= Aim of the exercise =
Which lines below include the string "opened"? Please show each one.

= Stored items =
PR #549, opened 2023-08-02
Add reset and redo color codes

BenCheung0422:
As described in the title, this adds reset and redo color codes for text color formatting. This rewrites the code for rendering text encoded with color codes. A reset code resets the following text and a redo code sets the color before the last color code applied, and resets the color if the last code is the reset code. This also fixes some potential rendering problems of key input entries and search entries. The method does not require a leading color code now, and has the ability to use the white tint color as the overall rendering color, which can be set by the reset code.


Makkkkus:
Why is this necessary?

BenCheung0422:
For necessity, see the applications of the feature.

Litorom:
I’m assuming this is similar to Minecraft’s color codes, but can someone actually explain this to me. 
If this can make rainbow splashes I’ll merge it for that functionality. May prove useful.

PR #552, opened 2023-08-04
Separate attack action and interact action

### LINKED ISSUE #435: Improving the activation of interaction and breaking of tiles
The key of interaction and damaging with tiles is limited. There might be potential problems with the separated handlers on separated tiles with separated tools and/or items. They are standardized, on tile breaking, interacting (also handled with breaking) and with entities. Interaction should only be "interaction" (without direct damaging or breaking). Damaging and breaking should be handled as similar as the way of as entities. The interacting keys are also different from entities to tiles.

Hurt method in tiles should be handled with damage and item. Interact method in tiles should not be expected to direct damage or destroy the tiles. The keys of interact and damage/attack should be completely separated.

BenCheung0422:
Resolves #435
Many of the methods combine attack and interact when handling interactions and damage dealing, causing the combination complexity. This adds key bindings of "interact" and "inventory" to replace the original "menu" and some implementations from "attack". Originally: "attack" - `C|SPACE|ENTER`, "menu" - `X|E`' currently: "attack" - `C|SPACE`, "interact" - `X|ENTER`, `inventory` - `E`. "Inventory" now only opens player inventory menus or closes some in-game menus; "attack" now only handles direct damage and tile destroy with bare hand or any item on tiles or entities; "interact" is now for interacting with furniture, placing tile and furniture, item interactions, etc.

### DIFF
--- a/src/client/java/minicraft/core/Renderer.java
+++ b/src/client/java/minicraft/core/Renderer.java
@@ -325,19 +325,19 @@ public class Renderer extends Game {
 		}
 
 		// This renders the potions overlay
-		if (player.showpotioneffects && player.potioneffects.size() > 0) {
+		if (player.showPotionEffects && player.potioneffects.size() > 0) {
 
 			@SuppressWarnings("unchecked")
 			Map.Entry<PotionType, Integer>[] effects = player.potioneffects.entrySet().toArray(new Map.Entry[0]);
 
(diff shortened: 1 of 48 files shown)


BenCheung0422:
Update to this pull request is completed, quite a kind of major change.

BenCheung0422:
Power glove part would be further resolved by #567.

PR #554, opened 2023-08-07
Resolve some problems in the control guide

BenCheung0422:
This fixes several problems:
- The control guide does not detect inputs from controllers.
- The control guide may still detect inputs when some menus are opened.
- Duration of the movement guide (the first one): 2 seconds to 5 seconds.


ChristofferHolmesland (approved):

Makkkkus (approved):
Seems logical. I trust that you know how this works since you made it.

PR #555, opened 2023-08-09
Move torch variations into tile data

BenCheung0422:
Using duplications in the main method is not a great idea, so this changes torch tile variations into handling the tile data instead. ~~When #437 is merged, `TileModel` can be used to merge `TorchItem` into a general `TileItem` instance.~~(outdated) `TorchItem` is merged to `TileItem` with the advanced feature from `TileModel`. Tile sprite connection fields are converted to methods to suit the changes.


src/client/java/minicraft/level/Level.java
```diff
@@ -506,11 +506,15 @@ private void sortAndRender(Screen screen, List<Entity> list) {
 
 	public Tile getTile(int x, int y) {
 		if (x < 0 || y < 0 || x >= w || y >= h /* || (x + y * w) >= tiles.length*/ ) return Tiles.get("connector tile");
-		int id = tiles[x + y * w];
-		if(id < 0) id += 256;
-		return Tiles.get(id);
+		short id = tiles[x + y * w];
+		Tile tile;
+		return (tile = Tiles.get(id)) == TorchTile.DELEGATE ? TorchTile.getTorchTile(Tiles.get((short) getData(x, y))) : tile;
```
ChristofferHolmesland, line 511: This should be changed to something that is more readable. Suggestion:
```
Tile tile = Tiles.get(id);

if (tile == TorchTile.DELEGATE) {
  return TorchTile.getTorchTile(Tiles.get((short)) getData(x, y)));
}

return tile;
```

ChristofferHolmesland (changes requested):

ChristofferHolmesland (dismissed):

Makkkkus (approved):

Litorom:
Please fix conflicts.

Makkkkus (changes requested):
Actually, when looking at this again, won't this break all saves that have torches?

BenCheung0422:
The code to load torch is not removed, so it is not affected.

BenCheung0422:
Conflicts resolved.

Makkkkus:
> The code to load torch is not removed, so it is not affected.

Yes, but then it tries to load the tourch with a the old name on new saves. That will cause an error.

BenCheung0422:
I fixed that error in the latest commit recently.

PR #543, opened 2023-07-26
Add ability to horizontally scroll entries

BenCheung0422:
Fixes #486
This is a more complete version of #489.
This generally enables the ability to scroll entries horizontally and render the entries without hardly breaking or hiding the entries.
This fixes a number of issues related to non-user-friendly rendering on entries.
Features:
- Manual scrolling when the entry is longer than the menu bounds:

https://github.com/MinicraftPlus/minicraft-plus-revived/assets/74168521/30f19600-3248-4384-a8ba-0cd2683f94b2

- Improved input entry displacement handling and scrolling:

https://github.com/MinicraftPlus/minicraft-plus-revived/assets/74168521/0060b7ac-576f-4e8b-81c1-bc83da9147a1

- Static entry scrolling (scrolling text and alternating scrolling text):

https://github.com/MinicraftPlus/minicraft-plus-revived/assets/74168521/8e6d8dd0-ee25-40ff-884a-34e8397cc29f

- World list input entry fix (previous and new):

https://github.com/MinicraftPlus/minicraft-plus-revived/assets/74168521/7b3c1d26-e282-4b08-8e95-7907362749fa

https://github.com/MinicraftPlus/minicraft-plus-revived/assets/74168521/5521685d-7c81-4b3a-bd1e-1321b249f8e4

- A new common class is added: RenderingLimitingModel
Controls to entry shifting are limited to only menus internally.
Internally, entries are wrapped by MenuListEntry for the controls of entries over menu.

PR #558, opened 2023-08-20
Fix ResourcePackDisplay entry reposition problem when moving entries

BenCheung0422:
This rendering occurs when moving entries within the resource pack display menu. The rendering is because the menus are not correctly repositioned when updated.
~~Note: ~~#533~~ is required to test this.~~(outdated)


Litorom:
I can't figure out how to active a resource pack

Makkkkus (commented):
Why do you use bitwise operators here? That's a bug magnet!

BenCheung0422:
To active a resource pack, hold your shift and use you cursor on the selected pack to the right.

Litorom:
> To active a resource pack, hold your shift and use you cursor on the selected pack to the right.

You should really change that, too confusing and the instructions are off the screen. Idk how that will work with controllers.

BenCheung0422:
I thought that is intuitive enough when there is an instruction on the screen.

BenCheung0422:
However, it is the most direct way I can find to implement this.

Makkkkus:
> To active a resource pack, hold your shift and use you cursor on the selected pack to the right.

Just use the enter button in the same way you add items to a chest. Why does it have to be different??

And instructions should be on the screen.

BenCheung0422:
About tweaking this, as this is not what this pull request should be doing, later I will include such change in #581.

BenCheung0422:
And also, this is the instruction to move pack by holding shift, although it is out of screen. #543 should have solved this problem. It should not be shorten, and breaking the line is not a neat and great way.

image

Litorom:
Only fixes positioning, approved

PR #562, opened 2023-08-22
Change numeric entity IDs into UUIDs

BenCheung0422:
For compatibility in the near future, increasing the bounds of the IDs would be necessary. A UUID can have 2^128 possible values while an integral ID can have 2^32 possible values. Also, the conversion between the string value and the instance is well-defined in UUID. Old EIDs are recorded in world load entity mapping, so that the old IDs can correspond to the entities whilst new UUIDs are generated.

= Answer for this exercise =
PR #549, opened 2023-08-02
PR #552, opened 2023-08-04
PR #554, opened 2023-08-07
- The control guide may still detect inputs when some menus are opened.
PR #555, opened 2023-08-09
PR #543, opened 2023-07-26
PR #558, opened 2023-08-20
PR #562, opened 2023-08-22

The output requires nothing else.